(Records from a dataset)
PR #3004, opened 2024-07-04
Unset FORTIFY_SOURCE before setting to value 2

NTULINUX:
On some configurations (whether it's custom {C,CXX}FLAGS on ./configure or Gentoo where users specify -D_FORTIFY_SOURCE in make.conf) you will see many warnings about FORTIFY_SOURCE.

This unsets whatever FORTIFY_SOURCE was set to, then sets it to 2.

### DIFF
--- a/src/Makefile
+++ b/src/Makefile
@@ -252,7 +252,7 @@ INCLUDE += $(LIBTIRPC_CFLAGS)
 # Compilation options.	Perhaps some of these should come from Makefile.inc? (CXXFLAGS now does)
 INTEGER_OVERFLOW_FLAGS := -fwrapv
 OPT := -Os $(INTEGER_OVERFLOW_FLAGS)
-DEBUG := $(DEBUG) -g -Wall -D_FORTIFY_SOURCE=2
+DEBUG := $(DEBUG) -g -Wall -U_FORTIFY_SOURCE -D_FORTIFY_SOURCE=2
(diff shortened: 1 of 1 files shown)


petterreinholdtsen:
[NTU]
> On some configurations (whether it&#39;s custom {C,CXX}FLAGS on
> ./configure or Gentoo where users specify -D_FORTIFY_SOURCE in
> make.conf, you will see many warnings about FORTIFY_SOURCE.
>
> This unsets whatever FORTIFY_SOURCE was set to, then sets it to 2.

Why is the correct fix to change FORTIFY_SOURCE, and not to change the
code where the warning show up?

-- 
Happy hacking
Petter Reinholdtsen

NTULINUX:
The warning is built into the compiler not LinuxCNC. GCC used to complain not sure anymore, Clang still does and the problem is that you're setting a variable without getting rid of the previous variable so it's being redefined. I forget the exact error because I'm not hitting it with GCC at the moment but most projects that use -D_FORTIFY_SOURCE, you'll see they have -U_FORTIFY_SOURCE to clear it. Maybe it's with older versions of GCC and they pulled the warning out, not sure.

NTULINUX:
Ah ha! I got the warnings back. For some reason, passing CFLAGS to CXXFLAGS to ./configure doesn't work but running `export CFLAGS="-O2 -D_FORTIFY_SOURCE=3" && export CXXFLAGS="-O2 -D_FORTIFY_SOURCE=3` makes it trigger both in Clang and GCC.

NTULINUX:
OK, this is odd. The reason why it only works with `export CFLAGS/CXXFLAGS` is because LinuxCNC doesn't respect CFLAGS/CXXFLAGS on `./configure` but rather `make`.

i.e. `CXXFLAGS="-O2 -D_FORTIFY_SOURCE=3" make`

• [Directions]: Pick out, from the lines above, every one that contains the string "unsets".

• [Expected output]:
This unsets whatever FORTIFY_SOURCE was set to, then sets it to 2.
> This unsets whatever FORTIFY_SOURCE was set to, then sets it to 2.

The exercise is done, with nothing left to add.